I have been working with a large financial services company on a “big data” project. Let me qualify the term “big data” for the purpose of this discussion. We are talking of dealing directly with about 10 million records and indirectly about 100 million records. The direct records (approximately 10 million) are those that are of interest to the organization or group I work with. The indirect records (approximately 100 million) is the entire universe of records available that impact our subset in a meaningful manner, but are not directly relevant for our needs.
I understand that many readers will consider this volume of data to be puny within a “big data” framework. Regardless, the data set is large enough to be included in, and relevant to, issues other “big data” implementations might face.
Data usage in financial services industry presents very interesting and unique legal and regulatory challenges. For example, making a wrong identification of a customer and exposing bank account details to the wrong person is embarrassing at best (if you are really lucky). More likely, it will result in a huge lawsuit accompanied by tons of extremely damaging negative publicity. This is before the regulators start investigating you and slapping fines all over the place.
There is no such downside if a search engine mistakenly thinks I am a 16 year old girl from Mumbai, India and shows me banner ads for the latest Bollywood blockbuster playing in a local theater. There is no real harm done apart from a lost click through opportunity. In case you are wondering, I am not a girl. I live about 10,000 miles from Mumbai. And most importantly, I am a few decades removed from when I was 16.
Yet, at a fundamental level, they are both trying to do the same thing using big data – find the right customer or user so that they can share meaningful data with them. It is entirely possible that they are using similar technologies, techniques and algorithms to determine the identity of the person who is interacting with them. It is the potential downside associated with a false identification when working with regulated industries like financial services and health care that makes working with large data sets in these environments orders of magnitudes more complex than just the technical challenges.
The real world problems we are dealing with as we attempt to identify the ONE right user from a list of 100 million potential candidates are as follows:
- Bad Data – misspelled names, improper addresses, bogus phone numbers, “Mickey Mouse” email addresses and a whole host of similar data entry errors (inadvertent and intentional)

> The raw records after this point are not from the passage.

PR #44, opened 2024-06-27
Migrate Shoppy to Vite

### LINKED ISSUE #43: Replace create-react-app with Vite for Shoppy to improve DX
Two main reasons why this is a good idea:
- We use Shoppy as the development bench for the SDK. The startup time for Vite is almost instantaneous, compared to ~15s on create-react-app. We need to constantly restart the dev server after editing the SDK, so this would be a huge timesaver and a plus for DX.
- Vite is recommended in favor of create-react-app in the official docs. Good for external developers trying out Shoppy locally, or viewing the code for reference.

heypoom:
Closes #43 

### Changes
- Replaces create-react-app with Vite
- Uses the `yarn dev` command for both API and frontend for consistency
- Uses the `VITE_APP` prefix for environment variables instead of `REACT_APP`
- Adds SSL and Tailwind support for Vite

### Why Vite?
- Speeds up local dev server from over 15s to less than 1s. This is huge as we reload the dev server on every SDK change.
- Better reference point for SDK users, as create-react-app is considered obsolete by many.


README.md
```diff
@@ -18,7 +18,7 @@ This demo uses the data from the hosted Metabase Cloud instance and provides a h
 
 - Run the React frontend. This starts the demo application on HTTPS, which is required to connect to the hosted JWT server.
 
-  - `yarn start:https`
+  - `yarn dev:https`
```
WiNloSt, line 21: Interestingly, I've always been running `yarn start` and `yarn dev` in this PR with hosted JWT, and it still seems to work for me. Can you double-check if this is really a requirement? I mean having the HTTPS option is great in case we really need to test features that require HTTPS, but I don't want people to get the wrong idea that they only need to use this command when using hosted JWT server.

package.json
```diff
@@ -16,31 +17,33 @@
...
     "web-vitals": "^2.1.4",
     "wouter": "^3.1.2"
   },
   "scripts": {
     "install-deps": "yarn --force",
     "typecheck": "tsc -p tsconfig.json --noEmit",
-    "start": "rimraf ./node_modules/.cache && NODE_OPTIONS=--max_old_space_size=8192 PORT=3004 BROWSER=none react-scripts start",
-    "start:https": "HTTPS=true yarn start",
-    "build": "react-scripts build",
+    "dev": "NODE_OPTIONS=--max_old_space_size=8192 BROWSER=none vite",
```
WiNloSt, line 38: could you test this on your end as well? I've tried removing the old `NODE_OPTIONS` hack and it seems to work now!

postcss.config.cjs
```diff
@@ -0,0 +1,3 @@
+module.exports = {
```
WiNloSt, line 1: Do we need to have a PostCSS config now is because `react-script` use to do this automatically for us?

tailwind.config.js
```diff
@@ -1,6 +1,6 @@
 /** @type {import('tailwindcss').Config} */
 module.exports = {
-  content: ["./src/**/*.{js,jsx,ts,tsx}"],
+  content: ["./index.html", "./src/**/*.{js,jsx,ts,tsx}"],
```
WiNloSt, line 3: nit: we're likely not going to use any Tailwind classes in `index.html` do we? That file is mostly a placeholder for our main script, so I'm not sure having `index.html` here is necessary.

src/types/vite-env.d.ts
```diff
@@ -0,0 +1 @@
+/// <reference types="vite/client" />
```
WiNloSt, line 1: From https://vitejs.dev/guide/features#client-types. It seems we either need this file or `types: ["vite/client"]` in `tsconfig.json`, so having both seems unnecessary. I've tested that after removing this file I still get types for `import.meta.env` as expected.

WiNloSt (approved):
I've left minor comments. Otherwise, this is a great change! We now can test the SDK much more conveniently.

README.md
heypoom: @WiNloSt The `dev:https` is required if you want to use our hosted API server on Vercel, without running up the API server locally (which is not possible if you are not a Metabase employee, as you need the `DB_URL`)

I decided to make that option the most prominent, as that is the only way non-employees can run the demo. In the below sections, the instruction says that Metabase employees can run locally with `yarn dev` and `cd api && yarn dev`

package.json
heypoom: nice, I tested it locally and it works without the memory increase now!

postcss.config.cjs
heypoom: @WiNloSt yes, I think react-scripts has a built-in PostCSS config, while Vite requires an explicit PostCSS configuration

src/types/vite-env.d.ts
heypoom: Oh nice, I didn't knew that the `vite/client` type is already there. Thanks!

README.md
heypoom: @WiNloSt woah, I just tried `yarn dev` without HTTPS and it now works too! I swear that never worked back when I used create-react-app, not sure what changed...

In any case, I'll update README accordingly. Thanks!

- Incomplete Data – missing contact information, phone numbers, email addresses and so on
- Duplicate Entries – multiple records referring to the same person or entity
- Related Entries – seemingly duplicate entries but valid because the context is different. For example, a person who is a purchasing agent for a company and also a direct customer of the firm.
None of the above are hugely problematic for a search engine attempting to establish the identity of a person. They can afford to get a small percentage of their identities wrong with no meaningful impact to their bottom lines, reputations or business. However, the industries I am talking about have to get them right every single time.
So, how did we solve the problem? Without getting into the details of all the fuzzy logic and probabilistic algorithms to make an identification, we use human beings as the arbiter of last resort. This is not going to be a revelation to readers who work in regulated or highly sensitive environments. But it might sound practically medieval for “big data” mavens from other environments.
Simply put, if we are not absolutely sure who we are dealing with, we ask a human actor to intervene and make the right choice. Will they always make the right decision? No. But humans are still way better at fuzzy logic than the technologies and algorithms we use today. That may change in the future but for now there is still no substitute for a human.
Machines are great at sifting through 100 million records to get you a list of 5, 10 or even 100 possible matches in microseconds. That would be an impossible task for any human to do. But we humans are still way better at picking the ONE out of 5 or 10 where there are just subtle differences between the records unique to each result set than any algorithm out there today.
This is why a search engine mistakes me for a 16 year old girl from Mumbai while the combination of machines and humans knows who I really am, when it really matters, at our financial services firm.